Page 40 of Haven't Killed in Years
I didn’t like to admit it, but half of me had come from this woman. I’d never felt a connection, but I had grown inside her and she had fed me and dressed me and kept me alive before I was equipped do those things myself. Was I too hard on her? Was it just easier to hate her?
My plan had worked. Porter was with me, and instead, Reanne was dead. This was my doing. I had felt so smart concocting the plan. So why did I feel like complete shit now? Maybe it was because of Gustus. He was going to be heartbroken. He’d waited so long for her to get out of prison only for her to be taken away again. It had to be that. It wasn’t possible these churning feelings were about losing her. I wasn’t ready for that.
I knew for my cover I should be freaking out, but I didn’t feel like it. The kid was too far gone; he didn’t care if I was reacting appropriately. That was my fault too. I never thought it would come to this, but I knew he was susceptible. Not to anything specifically, but I knew he was young and lost and desperate for a place in the world. I had taken a kid like that, who I supposedly cared about, and thrown him right to the wolves.
“What happened to her?” I asked.
“I don’t know,” he insisted. “She was dead when I showed up—sitting on the couch, blood everywhere, throat slit. Her eyes were all open.” He kept rubbing his hands forcefully over his face and through his hair, spreading bits of dried blood all over himself. “And my stuff…she had things that were mine.”
“What do you mean?”
“Like some of my old hair was on the floor, covered in blood. There was a receipt on the table that I know was mine, covered in blood. My debit card was sticking out from between the cushions…COVERED IN BLOOD. Do you see what I’m saying? I was being set up.”
“Why were you even there?”
“She asked me to go there. She said it was a friend’s house and I could crash there. Once I saw the body, I didn’t know what to do. I didn’t do it, but it looked like I did.”

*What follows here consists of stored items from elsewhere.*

PR #2191, opened 2019-05-31
Allow PURGE method in typings

iwata:
I wanna call `PURGE` method to invalidate Varnish caches.


iwata:
@emilyemorehouse Could you merge this?

yasuf:
can you update the CHANGELOG with this change? so that it goes out with the release

jamesmorgan:
👏 looking forward to using this - will this be included in the next release? Any ideas on when this will be?

PR #2210, opened 2019-06-08
Adding console log on sandbox server startup

precto1285:
Hello,

This is my first PR. When running npm start, I noticed there was no indication that command worked or which localhost to view the connection. Added console log for clarity.

openSourcecontribution1


sandbox/server.js
```diff
@@ -69,4 +69,6 @@ server = http.createServer(function (req, res) {
   }
 });
 
-server.listen(3000);
\ No newline at end of file
+const PORT = 3000;
+
+server.listen(PORT, console.log(`Listening on localhost:${PORT}...`));
```
mmkal: What if the port is occupied? The logging should be in a callback, after checking for an error rather than called immediately: https://nodejs.org/api/net.html#net_server_listen

PR #5110, opened 2022-10-12
Remove RawAxiosHeaders from Partial<>

bobvandevijver:
I believe the `RawAxiosHeaders` type should not be included in the `Partial` here, as `RawAxosHeaders` is defined as a `Record` and therefor already is a partial.

Without this change, PhpStorm will trigger the following error, even though my full Webpack based build does not complain at all:

image


jasonsaayman:
disagree i believe the declaration is correct

PR #5113, opened 2022-10-12
Added custom params serializer support;

DigitalBrainJS:
Added `paramsSerializer.serialize` option to support custom params serializer as a workaround for #5094


jasonsaayman (approved):
Looks good thanks 👍

bertho-zero:
Hi,
Can you release a version with this fix? many of us can't upgrade to v1 without it

ChronosMasterOfAllTime:
> Hi,
> Can you release a version with this fix? many of us can't upgrade to v1 without it

Interestingly this PR overlooks a couple of bugs

- slicing off the hash from the URL regardless of serializedParams being valid or undefined. Old behavior was inside of the if statement

- nulls still get added to the URL

I already had a fix for this exact thing (see #5108) but it still sits open. It allowed custom params serialzers based on a boolean flag and made use of the existing encode field. Even added unit tests for all these behaviors. Not sure why we're duplicating effort here. :shrug:

Roriz:
Hey! This feature made a breaking change on `paramsSerializer` option, we should change a major version for that please

DigitalBrainJS:
> Hey! This feature made a breaking change on paramsSerializer option, we should change a major version for that please

@Roriz No, the `paramsSerializer` option [was changed](https://github.com/axios/axios/blob/3cf6ad72033fd6eacf720a7d700f99dc96f586a3/index.d.ts#L123) in v1.0.0-alpha.1 as was intended. This PR only adds an assertion for the parameter, because non-TypeScript users may continue to use the old interface by passing in an erroneous option value, which will be ignored by Axios. The addition of the assertion is not a breaking change.

Roriz:
As you can see on issue https://github.com/axios/axios/issues/5142, from this PR forward we can't use the old interface for `paramsSerializer `

lib/core/Axios.js
```diff
@@ -57,6 +57,13 @@ class Axios {
       }, false);
     }
 
+    if (paramsSerializer !== undefined) {
+      validator.assertOptions(paramsSerializer, {
```
Roriz, line 61: I believe that this change creates a breaking change

DigitalBrainJS:
> we can't use the old interface for paramsSerializer

Yes, **the old interface has been refactored in v1.0.0-alpha.1**, in other words, the old interface is not supported since v1.0.0-alpha.1. Please check the [index.d.ts](https://github.com/axios/axios/blob/9bd53214f6339c3064d4faee91c223b35846f2dd/index.d.ts#L254-L257) file to see the new paramsSerializer interface definition.
This PR doesn't change the option behavior, it adds runtime type checking.

Roriz:
Ok, we changed the interface on alpha.1, but we don't put any warning about the change in the runtime. And now we put a validation check in runtime, any application that uses this config will break without alarm.
Here where I work, we only discover after deploying production and creates a downtime =/

J3m5:
I see three problems here.
The new interface use the same name as the previous one.
A validation that throw an error instead of logging a warning has been added in a patch version.
The docs hasn't been updated in the meantime.

PR #5129, opened 2022-10-15
feat: add skipNulls flag to SerializerOptions

hienngm:
Added `skipNulls` flag to `formSerialiazer` and `paramsSerializer`. Inspired by the `qs` library which treats `null` values like empty strings by default and has a flag to completely skip rendering keys with null values.


jasonsaayman:
@hienngm please can you change this to not break backward compatibility? Merging as is would probably cause a lot of implementations to no longer work.

hienngm:
@jasonsaayman I see. Current behavior completely skips the `null` values in both `formSerialiazer` and `paramsSerializer` so I changed the default value of `skipNulls` flag to `true` in order to not break any current implementation.

prosaically:
May I ask when this feature can be supported? I really need it

PR #5137, opened 2022-10-16
markdown list format for release 1.1.3

adrien-may:
This is minor change for readability.

I also have a suggestion : it's a bit more common to put the latest release *at the top* of the file. As soon as you open it, you get access to the latest changes, I think it makes more sense.


w3bdesign (approved):

jasonsaayman (approved):
Yeah makes sense

PR #5141, opened 2022-10-17
chore: Update packages

Jaykingamez:
Updated package.json packages to the latest versions


jasonsaayman:
i think this is irrelevant as its so old, sorry about that

Issue #3905, opened 2021-07-20
Export mergeConfig


feO2x:
#### Is your feature request related to a problem? Please describe.

We have a web frontend that supports multi-tenancy by contacting different backends depending on the data that was loaded by the 'main' backend. We manage several instances of `AxiosRequestConfig` to handle all the configuration parameters for the different backend services (usually default config per service which is then merged with per request config). We currently create an instance per request with the default config and then pass our request-specific config to `get`, `post`, and so on. We tried to use a singleton `AxiosInstance` per backend service, but this resulted in HTTP requests being performed one after the other instead of in parallel, which is not what we wanted.

#### Describe the solution you'd like

Our solution would be easier maintainable and testable if we could manage and merge the `AxiosRequestConfig` by ourselves. We would need access to the `mergeConfig` method, which unfortunately is not exported by default. 

#### Describe alternatives you've considered

We can do a deep import now, but need to create a separate TS module for that to work in our TypeScript-based projects. Alternatives are using an Axios instance per request as described in the first section.

#### Additional context

None.

unrealsolver:
I resolved it in such way (TS/NodeJS):
```javascript
const mergeConfigs = require('axios/lib/core/mergeConfig.js');
```

hedgepigdaniel:
+1, it would be very useful to be able to see the merged config without making a request.

jie-huang:
With version 1.2.1, typescript project cannot use mergeConfig yet with

```
import { mergeConfig } from 'axios';
```

Can axios export `mergeConfig` in index.d.ts file too?
Thanks

jan-molak:
@jie-huang `mergeConfig` is not defined in type definitions, but you can import it like this until it (hopefully) gets fixed:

“Who told you to go there?” I asked.
He turned toward me, bracing for my reaction. “It was her…It was Marin Haggerty.”
Twenty-One
“What do you mean,Marin Haggerty?” I asked, trying to keep my voice steady and my hands from violently shaking Porter by the neckline of his shirt.
“I went to visit Abel, and when I left, there was a note on my car. It said to meet her at Old Navy.”
“At Old Navy? Are you kidding me?”
“No, it said Old Navy, so I drove there and waited outside.”
“And…? !”
“What?” he protested, like I was being unreasonably impatient. “She walked up to me and we started talking.”
“What did she look like?”
“I don’t know. A regular person. Sort of pretty, blonde, a little awkward. She seemed nervous.”
“And you’ve never seen her before?”
“No. I saw the picture from when she was a kid that Dominic had, but I’d never seen her in person.”
“And you’re sure it was her?”
“Who else would it be?”
I moved on, not wanting to overplay my hand. “What did she say?”
“She asked why I was visiting Abel…We just talked. It wasn’t weird. She said it was hard for her to visit her father. I assumed she wanted me to help bring him messages. She was nice and she seemed scared. She didn’t seem psycho or anything.”
“Okay, but how did it go from that to this?” I pointed with gusto to my mother’s body in the trunk.
“I thought it was cool, okay? Are you happy now? I thought I could bring her over and the guys would totally lose their shit. I wanted to impress them. I know. Don’t say anything. I know it was stupid.”
“And dangerous. You understand that, right?”
“Yessss.” He elongated the word, frustrated with my completely justified frustration.